Dataset extract: Begin

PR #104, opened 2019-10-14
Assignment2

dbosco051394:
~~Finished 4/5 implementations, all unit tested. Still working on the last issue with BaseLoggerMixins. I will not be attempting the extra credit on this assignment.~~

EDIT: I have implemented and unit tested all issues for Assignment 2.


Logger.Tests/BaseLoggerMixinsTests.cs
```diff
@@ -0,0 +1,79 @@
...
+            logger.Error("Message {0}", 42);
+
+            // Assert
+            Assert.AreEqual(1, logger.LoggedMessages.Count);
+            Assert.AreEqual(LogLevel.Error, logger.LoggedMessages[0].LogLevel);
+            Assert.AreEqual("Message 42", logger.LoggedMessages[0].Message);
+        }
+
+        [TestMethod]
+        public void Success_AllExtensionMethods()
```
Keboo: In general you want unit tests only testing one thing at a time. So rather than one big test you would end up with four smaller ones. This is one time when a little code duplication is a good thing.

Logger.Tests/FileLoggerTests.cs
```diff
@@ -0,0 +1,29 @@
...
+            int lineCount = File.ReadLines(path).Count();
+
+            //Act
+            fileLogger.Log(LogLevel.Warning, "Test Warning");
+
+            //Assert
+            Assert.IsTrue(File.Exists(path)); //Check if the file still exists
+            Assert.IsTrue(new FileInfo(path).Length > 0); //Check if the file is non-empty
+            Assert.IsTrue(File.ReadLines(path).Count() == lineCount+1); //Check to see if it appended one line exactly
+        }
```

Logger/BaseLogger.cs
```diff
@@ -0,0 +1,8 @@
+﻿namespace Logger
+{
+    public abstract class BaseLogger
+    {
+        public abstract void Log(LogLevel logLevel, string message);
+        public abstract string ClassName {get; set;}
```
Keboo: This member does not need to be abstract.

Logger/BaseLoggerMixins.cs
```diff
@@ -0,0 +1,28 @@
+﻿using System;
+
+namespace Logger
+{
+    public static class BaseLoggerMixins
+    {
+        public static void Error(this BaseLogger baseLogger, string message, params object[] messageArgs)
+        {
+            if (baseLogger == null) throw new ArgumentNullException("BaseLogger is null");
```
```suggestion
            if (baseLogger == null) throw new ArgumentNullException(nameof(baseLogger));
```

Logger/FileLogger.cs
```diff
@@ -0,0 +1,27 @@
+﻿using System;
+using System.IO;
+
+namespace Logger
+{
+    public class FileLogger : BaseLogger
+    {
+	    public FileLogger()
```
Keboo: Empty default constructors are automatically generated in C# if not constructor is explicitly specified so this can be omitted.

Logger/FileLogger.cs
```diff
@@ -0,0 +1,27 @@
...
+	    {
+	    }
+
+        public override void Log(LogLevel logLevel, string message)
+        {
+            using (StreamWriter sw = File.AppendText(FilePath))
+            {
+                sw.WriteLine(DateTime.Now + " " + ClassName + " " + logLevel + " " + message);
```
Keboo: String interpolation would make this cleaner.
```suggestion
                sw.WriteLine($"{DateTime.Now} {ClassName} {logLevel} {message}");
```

Dataset extract: End

About this task »
Please quote the records above exactly, without skipping a line.

Answer to this exercise »
PR #104, opened 2019-10-14
Assignment2

dbosco051394:
~~Finished 4/5 implementations, all unit tested. Still working on the last issue with BaseLoggerMixins. I will not be attempting the extra credit on this assignment.~~

EDIT: I have implemented and unit tested all issues for Assignment 2.


Logger.Tests/BaseLoggerMixinsTests.cs
```diff
@@ -0,0 +1,79 @@
...
+            logger.Error("Message {0}", 42);
+
+            // Assert
+            Assert.AreEqual(1, logger.LoggedMessages.Count);
+            Assert.AreEqual(LogLevel.Error, logger.LoggedMessages[0].LogLevel);
+            Assert.AreEqual("Message 42", logger.LoggedMessages[0].Message);
+        }
+
+        [TestMethod]
+        public void Success_AllExtensionMethods()
```
Keboo: In general you want unit tests only testing one thing at a time. So rather than one big test you would end up with four smaller ones. This is one time when a little code duplication is a good thing.

Logger.Tests/FileLoggerTests.cs
```diff
@@ -0,0 +1,29 @@
...
+            int lineCount = File.ReadLines(path).Count();
+
+            //Act
+            fileLogger.Log(LogLevel.Warning, "Test Warning");
+
+            //Assert
+            Assert.IsTrue(File.Exists(path)); //Check if the file still exists
+            Assert.IsTrue(new FileInfo(path).Length > 0); //Check if the file is non-empty
+            Assert.IsTrue(File.ReadLines(path).Count() == lineCount+1); //Check to see if it appended one line exactly
+        }
```

Logger/BaseLogger.cs
```diff
@@ -0,0 +1,8 @@
+﻿namespace Logger
+{
+    public abstract class BaseLogger
+    {
+        public abstract void Log(LogLevel logLevel, string message);
+        public abstract string ClassName {get; set;}
```
Keboo: This member does not need to be abstract.

Logger/BaseLoggerMixins.cs
```diff
@@ -0,0 +1,28 @@
+﻿using System;
+
+namespace Logger
+{
+    public static class BaseLoggerMixins
+    {
+        public static void Error(this BaseLogger baseLogger, string message, params object[] messageArgs)
+        {
+            if (baseLogger == null) throw new ArgumentNullException("BaseLogger is null");
```
```suggestion
            if (baseLogger == null) throw new ArgumentNullException(nameof(baseLogger));
```

Logger/FileLogger.cs
```diff
@@ -0,0 +1,27 @@
+﻿using System;
+using System.IO;
+
+namespace Logger
+{
+    public class FileLogger : BaseLogger
+    {
+	    public FileLogger()
```
Keboo: Empty default constructors are automatically generated in C# if not constructor is explicitly specified so this can be omitted.

Logger/FileLogger.cs
```diff
@@ -0,0 +1,27 @@
...
+	    {
+	    }
+
+        public override void Log(LogLevel logLevel, string message)
+        {
+            using (StreamWriter sw = File.AppendText(FilePath))
+            {
+                sw.WriteLine(DateTime.Now + " " + ClassName + " " + logLevel + " " + message);
```
Keboo: String interpolation would make this cleaner.
```suggestion
                sw.WriteLine($"{DateTime.Now} {ClassName} {logLevel} {message}");
```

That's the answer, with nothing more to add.